Although the determination of spatial scales for density-dependent growth conducted in the present study is novel, the existence of such density dependence for juvenile salmonids has been well known. As we have shown here, the inferred strength of density dependence may depend on the spatial scale over which density and growth or body size is measured. This will be particularly true if densities vary much over relatively small spatial scales (10s of meters). Previous published studies successfully detecting density-dependent growth of salmonids in the wild (e.g., Crisp 1993; Jenkins et al. 1999; Keeley 2001; Nordwall et al. 2001; Imre et al. 2005; Lobón-Cerviá 2005; Einum et al. 2006) have sampled sections of streams ranging widely in area (ca. 40–2,500 m2, section lengths are less commonly reported, but likely vary from ca. 10–500 m). Based on the present results, if one would like to accurately model the strength of density-dependent growth, we would perhaps recommend section lengths for such studies to be at least 10 m, and not exceeding 20 m. However, because such designs will be prone to edge effects (e.g., no knowledge can be obtained on the level of shadow competition experienced by individuals sampled in the upstream part of the section), it may be beneficial to measure growth or body size on only a subset of individuals caught within the lower part of each section. Furthermore, the sensitivity of such models to using different spatial scales will depend strongly on the degree of spatial autocorrelations in density in the given population, making it difficult to give general recommendations that are likely to be valid for all circumstances.

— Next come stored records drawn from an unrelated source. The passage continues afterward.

PR #1911, opened 2026-05-05
QVAC-18387 feat: add developer workflow skills

lauripiisang:

- Developers need a local, opt-in way to keep daily work context across Cursor chats.
- PR status/review workflows, Asana task state, and daily updates were separate manual steps.

## 📝 How does it solve it?

- Adds developer workflow helpers for local config, Asana REST access, diary capture, and EOD update generation.
- Adds setup/diary/asana/daily-update skills while keeping private config and diary data under `~/.config/qvac-pr-skills`.
- Refactors PR status collection into a reusable activity helper with JSON output for workflow integrations.

## 🧪 How was it tested?

- Ran syntax checks for the new and refactored helper scripts.
- Validated diary setup/status and Asana config import locally with an untracked config preset.
- Generated daily update output and verified linked Asana/GitHub references and review grouping.


Victor-Rodzko (dismissed):

.cursor/skills/_lib/pr-skills/worktree.mjs
```diff
@@ -351,18 +351,16 @@ export function ensureWorktreeSynced({ num, sha }) {
...
-    removeWorktree(path);
-    wtAdd(path);
-    touchPath(path);
-    return { path, sha };
-  }
-
   const headNow = git(["-C", path, "rev-parse", "HEAD"]);
   if (headNow !== sha) {
     git(["-C", path, "reset", "--hard", PR_REF(num)]);
+    // Drop build/test artifacts from the old PR head so the next /pr-test
```
simon-iribarren: Heads-up on the dirty-handling shift here: the old code blew the worktree away and re-added it on any dirty state, the new code does `reset --hard HEAD` (same SHA) or `reset --hard <PR_REF>` + `clean -fdx` (SHA drift). Reasonable tradeoff for `/pr-test` — keeps `node_modules` / `dist` / native `build/` between same-SHA runs, which is the whole point.

Two things to flag, neither blocking:

- `reset --hard HEAD` will throw if the worktree's `.git` is corrupted (manual edits, partial submodule state, etc.); the previous "remove + re-add" path absorbed that. In practice it only bites if a user manually `cd`'d into the cache and ran something destructive, which is already documented as off-limits — but the failure mode shifts from "silent rebuild" to "exception out of `worktree-prepare.mjs`".
- `clean -fdx` on SHA drift will nuke any user-edited unignored files inside the cache. Documented in the README and `pr-review/SKILL.md`, just want to confirm you're OK with that being default.

No change requested; just please confirm in review that the new tradeoff is the intent.

.cursor/skills/_lib/developer-workflow/config-init.mjs
```diff
@@ -0,0 +1,198 @@
...
+      if (!ALLOWED_ASANA_IMPORT_KEYS.has(key)) {
+        throw new Error(`Import must not contain asana.${key}`);
+      }
+    }
+  }
+  if (imported.slack?.statusChannel) {
+    throw new Error("Import must not contain a non-null slack.statusChannel");
+  }
+  const serialized = JSON.stringify(imported);
+  if (/ASANA_ACCESS_TOKEN|\.env|token|email|user"\s*:/.test(serialized)) {
```
simon-iribarren: This blacklist is doing defense-in-depth on top of the structural allow-list above (which is already correctly rejecting `asana.user` / `asana.tokenEnv` / non-null `slack.statusChannel`), but the regex matches substrings anywhere in the serialized JSON, including values:

- `token` fires on a custom-field name like "Token holders" or a section called "Authentication tokens".
- `email` fires on a project named "Customer email triage" or a section called "Email replies".
- `\.env` fires on any string containing `.env` (a project literally named "env-debt", a comment template referencing `.env`).

That can block legit shared configs from importing.

Suggest anchoring to JSON-key matches so it only fires when the forbidden keys actually appear as keys, not when those strings show up in values:

```js
if (/("(?:ASANA_ACCESS_TOKEN|tokenEnv|tokenShellFallback|email|user)"\s*:)|(\.env\b)/.test(serialized)) {
  throw new Error("Import appears to contain token, .env, email, or asana.user data");
}
```

.cursor/skills/_lib/developer-workflow/asana.mjs
```diff
@@ -0,0 +1,253 @@
...
+      ).trim();
+      return psToken || null;
+    }
+
+    const shell = process.env.SHELL || "/bin/sh";
+    const shellName = shell.split("/").pop();
+    const command = `printf %s "$${envName}"`;
+    let args = ["-l", "-c", command];
+    if (shellName === "zsh" || shellName === "bash") {
+      args = ["-i", "-l", "-c", command];
```
simon-iribarren: `-i -l` triggers the user's full interactive startup on every invocation: `~/.zshrc` / `~/.bashrc` plus everything they source — `nvm`, `pyenv`, `brew shellenv`, oh-my-zsh plugins, etc. On a typical dev box that's an extra few hundred ms per shell spawn, which compounds because `daily-work-update.mjs#enrichTickets` may resolve the token once per distinct ticket.

`-l -c` (login non-interactive) is enough on both zsh and bash for reading exported env vars from `~/.zprofile` / `~/.bash_profile` / `~/.profile`, and skips the interactive bits. It also avoids the (rare) edge case where an interactive-startup hook prompts the user and hangs the silent `stdio: ["ignore", "pipe", "ignore"]` exec.

Suggest dropping the `-i` branch entirely so there's one path for all non-Windows shells:

```js
const args = ["-l", "-c", command];
```

simon-iribarren (dismissed):

NamelsKing (dismissed):

.cursor/skills/_lib/developer-workflow/asana.mjs
lauripiisang: excellent find, thank you!

NamelsKing (approved):

simon-iribarren (approved):

PR #1914, opened 2026-05-06
QVAC-18414 chore[bc]: drop BaseInference and pause/stop/status from decoder-audio

ishanvohra2:

`@qvac/decoder-audio` was missed when the rest of the inference addons (NMT, OCR, Whisper, etc.) were refactored away from `BaseInference` and onto the new `createJobHandler` lifecycle. This left it carrying obsolete inheritance, an unused `@qvac/response` dependency, and dead JS-only `pause` / `unpause` / `stop` / `status` methods that the SDK never calls. Tracked in [QVAC-18414](https://app.asana.com/0/home/1209261360701240/1214498759780517).

## How does it solve it?

Aligns `@qvac/decoder-audio` with the addon shape used by every other migrated addon:

- `FFmpegDecoder` is now standalone — `extends BaseInference` (`@qvac/infer-base/WeightsProvider/BaseInference`) is dropped.
- `run()` now uses `createJobHandler({ cancel })` from `@qvac/infer-base`. The legacy `currentJob = { response, audioChunks, isActive, isPaused }` plumbing and the manual `new QvacResponse({ cancelHandler, pauseHandler, continueHandler })` instantiation are gone.
- `QvacResponse` is now sourced from `@qvac/infer-base` (re-export) instead of the standalone `@qvac/response` package.
- `@qvac/response` runtime dependency removed from `package.json`.
- Removed dead public methods: `pause`, `unpause`, `stop`, `status`. Cancellation flows through the standard `QvacResponse.cancel()` → `createJobHandler` cancel callback.
- `index.d.ts` updated to match: drops `BaseInference` / `@qvac/response` imports, drops `DecoderStatus`, `pause`, `unpause`, `stop`, `status`, types `run()` return as `QvacResponse<DecoderOutput>` from `@qvac/infer-base`.
- Version bumped `0.3.9 → 0.4.0` ([bc] release).
- CHANGELOG entry added under `[0.4.0]` describing the breaking change.

## Breaking changes

`[bc]` release.

**Removed public methods** on `FFmpegDecoder`:

BEFORE
```js
const { FFmpegDecoder } = require('@qvac/decoder-audio')
const decoder = new FFmpegDecoder({ audioFormat: 's16le' })
await decoder.load()
const response = await decoder.run(audioStream)
await decoder.pause()
await decoder.unpause()
await decoder.stop()
const s = decoder.status()
```

AFTER 
```js
const { FFmpegDecoder } = require('@qvac/decoder-audio')
const decoder = new FFmpegDecoder({ audioFormat: 's16le' })
await decoder.load()
const response = decoder.run(audioStream)
await response.cancel()
await decoder.unload()
```

### Other breaking shape changes:

FFmpegDecoder no longer extends BaseInference — anything relying on inherited members (e.g. getState(), internal _jobToResponse) will break.
run() is now synchronous (returns QvacResponse<DecoderOutput> directly instead of Promise<QvacResponse<DecoderOutput>>). Existing await decoder.run(...) callsites still work because awaiting a non-promise resolves to the value.
@qvac/response removed from runtime dependencies — any consumer importing @qvac/response through decoder-audio's tree must declare it directly.
No current SDK code path is affected — the SDK only uses load(), run(), the returned QvacResponse, and unload().

## Testing
- npm run lint — passes (standard).
- npm run test:dts — passes (TypeScript clean against the new shape).
- npm run test:unit — only covers StreamAccumulator, which is unaffected by these changes; will run in CI.
- Integration tests (test/integration/*, test/helpers/*) grepped for pause/unpause/stop/status/getState — no references, so the existing integration suite covers the new surface unchanged.


packages/decoder-audio/index.js
```diff
@@ -128,7 +124,7 @@ class FFmpegDecoder extends BaseInference {
     this.logger.info('Unloading FFmpegDecoder')
 
     this.isLoaded = false
-    this.currentJob = null
+    this._cancelCurrent()
     this.logger.info('FFmpegDecoder unloaded')
   }
```
yuranich, line 130: `unload()` while a job is active only flips `_cancelled`; it does not terminate the active `QvacResponse`. The pending `_processStream()` promise still resolves into `_job.end(...)` on a later tick, so a consumer that calls `unload()` mid-decode keeps receiving `output` events and a final `end` event after the decoder reports itself unloaded.

Old code had the same shape (just nulled `currentJob`), so this isn't a regression — but a defensive `this._job.fail(new QvacErrorDecoderAudio({ code: ERR_CODES.DECODER_NOT_LOADED }))` (or similar) here would close the loop and match the contract implied by `unload`. The current SDK call site in `packages/sdk/server/utils/audio/decoder.ts` happens to call `unload()` from the response's own terminal callbacks, so it's safe today, but the class no longer enforces it.

packages/decoder-audio/index.js
```diff
@@ -137,41 +133,40 @@ class FFmpegDecoder extends BaseInference {
...
+      })
 
     return response
   }
 
+  _cancelCurrent () {
+    this._cancelled = true
+    this.logger.debug('Decoder cancel requested')
+    return Promise.resolve()
+  }
```
yuranich, line 164: When `response.cancel()` fires this callback, we set `_cancelled = true` and return. `_processStream` then either:

1. notices `_cancelled` inside `_collectStreamData` (line 303) or once after collection (line 330), returns early **without throwing**, and `run()`'s `.then()` (line 147) fires `_job.end(this.runtimeStats())` → the response resolves *successfully* with a partial output buffer, **not** rejected/cancelled; or
2. has already entered `_processFFmpegStream` (line 225), which doesn't check `_cancelled` anywhere in `_processPacket` / flush loops, so it just runs to completion.

Net effect: `response.await()` resolves with a partial buffer, downstream consumers reading `outputArray` can't easily tell the decode was cut short, and once the FFmpeg pipeline starts, `cancel()` is a no-op.

Note that the *old* `stop()` was calling `this.currentJob.response.finish()`, and `QvacResponse` has no `finish()` method (see `qvac-lib-infer-base/src/QvacResponse.js`), so the old cancel path threw `TypeError` — meaning no live consumer can be relying on a particular cancel outcome yet. This PR is the right place to pick a contract. Two reasonable options:

- Reject on cancel, matching the rest of the addon family: call `this._job.fail(new QvacErrorDecoderAudio({ code: <CANCELLED> }))` here (and add a code if one doesn't exist yet).
- Resolve with partial buffer, but document it explicitly in CHANGELOG and the README's cancel section.

Either way, also worth checking `_cancelled` at the top of `_processPacket`'s loop so cancellation is honored once FFmpeg has started, otherwise large files are uncancellable for the duration of the decode.

packages/decoder-audio/index.js
```diff
@@ -137,41 +133,40 @@ class FFmpegDecoder extends BaseInference {
...
-      response.failed(err)
-    })
+    this._processStream(audioStream)
+      .then(() => {
+        this._job.end(this.runtimeStats())
+      })
+      .catch(err => {
+        this.logger.error('Error processing audio stream:', err)
+        this._job.fail(err)
+      })
```
yuranich, line 155: Behavior change worth noting: the old error path called `job.response.updateStats(this.runtimeStats())` **before** `response.failed(err)` (see lines 425-426 of the pre-PR `index.js`). `this._job.fail(err)` here skips stats, so `response.stats` inside an `onError` handler now stays at the initial `_resetStats()` shape.

If you want to keep the old behavior, this is enough:

```js
.catch(err => {
  this.logger.error('Error processing audio stream:', err)
  this._runtimeStats.decodeTimeMs = Date.now() - startTime // optional, was being recomputed anyway
  this._job.active?.updateStats(this.runtimeStats())
  this._job.fail(err)
})
```

Otherwise, please call this out under the `[bc]` section in CHANGELOG so consumers reading stats from errored responses know to migrate.

packages/decoder-audio/CHANGELOG.md
```diff
@@ -5,6 +5,29 @@ All notable changes to this project will be documented in this file.
...
+### Removed
+
+- Removed the `pause()` and `unpause()` public methods. The new shared `QvacResponse` no longer carries `pauseHandler` / `continueHandler` semantics, and no SDK consumer was using them.
+- Removed the `stop()` public method. The standard `QvacResponse.cancel()` path (wired through `createJobHandler`'s `cancel` callback) is the only supported way to abort an in-flight decode. The SDK already calls `decoder.unload()` for teardown.
+- Removed the `status()` and `getState()` public methods — neither was called by any consumer.
+- Removed the `@qvac/response` runtime dependency from `package.json`. The runtime `require('@qvac/response')` in `index.js` and the type-only import in `index.d.ts` are gone.
+- Removed `BaseInference` and `@qvac/response` imports from `index.d.ts`. The class declaration no longer extends `BaseInference`, and `pause`, `unpause`, `stop`, `status`, and `DecoderStatus` have been dropped from the public type surface.
+
+### Notes
+
```
yuranich, line 33: Two in-repo examples in sibling addon packages still call the removed `decoder.status()` and will throw at runtime against `0.4.0`:

- `packages/qvac-lib-infer-whispercpp/examples/example.decoder.js:30`
- `packages/qvac-lib-infer-parakeet/examples/example.decoder.js:30`

The PR description's claim that "No current SDK code path is affected" is technically true (the SDK only uses `load`/`run`/`unload`), but the in-tree examples that demonstrate `@qvac/decoder-audio` usage will break. Suggest either dropping those two `decoder.status()` lines in this PR (one-line edit each) or filing a follow-up and noting it explicitly in the `[bc]` section here.

packages/decoder-audio/index.js
```diff
@@ -137,41 +133,40 @@ class FFmpegDecoder extends BaseInference {
...
 
     return response
   }
```
yuranich, line 158: PR description says `npm run test:unit` only covers `StreamAccumulator`, and the integration suite is happy-path only. The new cancel/lifecycle wiring through `createJobHandler` has no regression test. Suggest a small integration test that:

1. starts a decode,
2. calls `response.cancel()` shortly after,
3. asserts the agreed contract (rejection vs. partial-buffer resolution — see comment on `_cancelCurrent`),
4. confirms a subsequent `decoder.run(...)` on the same instance still works (resets `_cancelled = false` is set on line 143 — currently untested).

This locks in the new contract before downstream packages start depending on it.

yuranich (commented):
Direction is right — this brings `@qvac/decoder-audio` in line with the rest of the migrated addon family, drops the obsolete `BaseInference` carry-over, and removes a dead `pause`/`unpause`/`stop`/`status` surface that nobody calls. CHANGELOG and version bump are correct for a `[bc]` release.

A few things to address before merge:

1. Two in-repo examples in sibling packages still call `decoder.status()` and will throw at runtime against this version (`qvac-lib-infer-whispercpp/examples/example.decoder.js:30`, `qvac-lib-infer-parakeet/examples/example.decoder.js:30`). Either patch them in this PR (one-line drop each) or call out the breakage explicitly.
2. `response.cancel()` now resolves the response successfully with a partial buffer instead of rejecting (see comment on `_cancelCurrent`). This is the first version where cancel is actually wired up — the old `stop()` was calling a non-existent `response.finish()` — so this is the right time to pick a contract and lock it in.
3. `unload()` mid-decode does not terminate the active response (see comment on `unload`).
4. The error path no longer forwards `runtimeStats` to the response (see comment on `run`).
5. No new test covers the new cancel path.

Breaking-change framing in the description is otherwise accurate — SDK callsite at `packages/sdk/server/utils/audio/decoder.ts:31` survives the sync-`run()` change because `await` on a non-Promise still resolves to the value.

packages/decoder-audio/index.d.ts
```diff
@@ -48,21 +40,17 @@ interface RuntimeStats {
...
-  stop(): Promise<void>
-  status(): DecoderStatus
-  
+  run(audioStream: AsyncIterable<Buffer>): QvacResponse<DecoderOutput>
+
   runtimeStats(): RuntimeStats
 }
 
-export { FFmpegDecoder, RuntimeStats, DecoderOutput }
+export { FFmpegDecoder, RuntimeStats }
```
ogad-tether: `DecoderOutput` is still defined here but dropped from the `export {}` list below. Any consumer doing `import { DecoderOutput } from '@qvac/decoder-audio'` gets a compile error against `0.4.0`. The type is still *reachable* via inference from `run()`'s return type, but it is no longer nameable directly.

This is a `[bc]` observable change and should be listed under **Removed** in `CHANGELOG.md` alongside the method removals.

ogad-tether (changes requested):
Direction is correct — this is a clean migration onto the `createJobHandler` lifecycle that every other addon uses, the CHANGELOG and version bump are right for a bc release, and the PR description's breaking-change inventory is accurate as far as it goes.

@yuranich has already flagged the five most important issues (example files calling `decoder.status()`, cancel contract, mid-decode `unload()` gap, error-path stats regression, missing cancel test). I won't duplicate those threads. One additional item below.

**`DecoderOutput` removed from package exports (inline comment on `index.d.ts`)**

`DecoderOutput` was part of `export { FFmpegDecoder, RuntimeStats, DecoderOutput }` and is now silently dropped. It is still defined in the file and used as the type parameter of `QvacResponse<DecoderOutput>` on `run()`'s return type, so it is technically reachable via inference, but it is no longer importable by name. This is a bc change for TypeScript consumers and belongs in the **Removed** section of CHANGELOG.

Summary of open items before merge:
1. Patch or call out `decoder.status()` calls in `qvac-lib-infer-whispercpp/examples/example.decoder.js:30` and `qvac-lib-infer-parakeet/examples/example.decoder.js:30` (yuranich)
2. Decide and document the cancel contract — reject or partial-buffer resolve — and add `_cancelled` check inside the `_processFFmpegStream` packet loop (yuranich)
3. Address mid-decode `unload()` leaving the response open (yuranich)
4. Restore `decodeTimeMs` / `updateStats` in the error path (yuranich)
5. Add integration test covering the cancel path (yuranich)
6. Add `DecoderOutput` removal to CHANGELOG **Removed** section (this review)

ishanvohra2:
> Direction is correct — this is a clean migration onto the `createJobHandler` lifecycle that every other addon uses, the CHANGELOG and version bump are right for a bc release, and the PR description's breaking-change inventory is accurate as far as it goes.
> 
> @yuranich has already flagged the five most important issues (example files calling `decoder.status()`, cancel contract, mid-decode `unload()` gap, error-path stats regression, missing cancel test). I won't duplicate those threads. One additional item below.
> 
> **`DecoderOutput` removed from package exports (inline comment on `index.d.ts`)**
> 
> `DecoderOutput` was part of `export { FFmpegDecoder, RuntimeStats, DecoderOutput }` and is now silently dropped. It is still defined in the file and used as the type parameter of `QvacResponse<DecoderOutput>` on `run()`'s return type, so it is technically reachable via inference, but it is no longer importable by name. This is a bc change for TypeScript consumers and belongs in the **Removed** section of CHANGELOG.
> 
> Summary of open items before merge:
> 
> 1. Patch or call out `decoder.status()` calls in `qvac-lib-infer-whispercpp/examples/example.decoder.js:30` and `qvac-lib-infer-parakeet/examples/example.decoder.js:30` (yuranich)
> 2. Decide and document the cancel contract — reject or partial-buffer resolve — and add `_cancelled` check inside the `_processFFmpegStream` packet loop (yuranich)
> 3. Address mid-decode `unload()` leaving the response open (yuranich)
> 4. Restore `decodeTimeMs` / `updateStats` in the error path (yuranich)
> 5. Add integration test covering the cancel path (yuranich)
> 6. Add `DecoderOutput` removal to CHANGELOG **Removed** section (this review)

Good catch on the diff, but I think this one is actually safe — DecoderOutput is still exported via the inline export interface DecoderOutput on line 28 of index.d.ts. In TypeScript, export interface Foo {} is itself a named export, equivalent to declaring interface Foo {} and then export { Foo }.

The pre-PR file had DecoderOutput exported twice (once inline, once in the trailing export { ... } block). The PR only drops the redundant trailing re-export; the inline one is unchanged. So import { DecoderOutput } from '@qvac/decoder-audio' keeps compiling against 0.4.0 — no breaking change, nothing to add to the CHANGELOG.

packages/decoder-audio/index.d.ts
ishanvohra2: Resolved

packages/decoder-audio/index.js
ishanvohra2: Resolved

packages/decoder-audio/CHANGELOG.md
ishanvohra2: Resolved

packages/decoder-audio/index.js
ishanvohra2: Resolved

packages/decoder-audio/index.js
ishanvohra2: Resolved

packages/decoder-audio/index.js
ishanvohra2: Resolved

packages/decoder-audio/CHANGELOG.md
```diff
@@ -5,6 +5,29 @@ All notable changes to this project will be documented in this file.
...
+This is a `[bc]` release that aligns `@qvac/decoder-audio` with the new addon shape used by the rest of the inference packages (NMT, Whisper, OCR, etc.). `FFmpegDecoder` no longer extends `BaseInference`, and the run lifecycle is now driven by `createJobHandler` from `@qvac/infer-base`.
+
+### Changed
+
+- `FFmpegDecoder` is now a standalone class — `extends BaseInference` (`@qvac/infer-base/WeightsProvider/BaseInference`) has been dropped.
+- `run()` now uses `createJobHandler({ cancel })` from `@qvac/infer-base` to create and drive the active `QvacResponse`. The legacy `currentJob = { response, audioChunks, isActive, isPaused }` plumbing and the manual `new QvacResponse({ cancelHandler, pauseHandler, continueHandler })` instantiation have been removed.
+- `QvacResponse` is now sourced from `@qvac/infer-base` (re-export) instead of the standalone `@qvac/response` package, matching the migration NMT did in earlier releases.
+- `run()` is now synchronous (returns `QvacResponse<DecoderOutput>` directly instead of `Promise<QvacResponse<DecoderOutput>>`); decoding still happens asynchronously and is observed through the returned response.
+
+### Removed
```
yuranich, line 24: Follow-up: the new `JOB_CANCELLED` (11012) error code is part of the public surface now — `response.await()` on a cancelled run rejects with a `QvacErrorDecoderAudio` whose `.code === 11012`, and the integration test asserts exactly that. Worth adding a short `### Added` subsection above `### Removed` so consumers writing `onError` handlers know what to match against. Something like:

```
### Added

- New `JOB_CANCELLED` (11012) error code in `@qvac/decoder-audio`'s error table. `response.await()` on a cancelled `run()` now rejects with `QvacErrorDecoderAudio({ code: 11012 })` instead of resolving with a partial buffer; cancellation is also honored once FFmpeg has started decoding (`_processPacket` checks `_cancelled` between packets).
```

Not blocking — happy to approve once this lands.

ishanvohra2: Resolved

yuranich (dismissed):

GustavoA1604 (approved):

yuranich (approved):

ogad-tether (approved):

Zbig9000 (approved):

In the present study, we have demonstrated that variation in body size can be linked to density on a restricted spatial scale relative to the larger spatial scale over which dispersal from nests creates variation in density. This suggests that dispersing individuals obtain a fitness benefit in terms of increased growth rates. Given that environmental conditions have the potential to shape this benefit as well as associated costs of dispersal (discussed above), evolution of adaptive phenotypic plasticity in a threshold growth value dictating dispersal behavior is predicted (reviewed by Murren et al. 2001). For example, if cues for predator presence can be detected, juveniles may tolerate larger reductions in growth rate due to high local density before dispersing. Furthermore, given the observed heritability of dispersal traits across taxa (reviewed by Roff and Fairbairn 2001), local adaptations in the growth rate threshold may also be expected (Garcia de Leaniz et al. 2007). Further studies are required to test whether growth rate thresholds for dispersal are shaped by environmental conditions, and/or whether such thresholds are genetically variable within and among populations.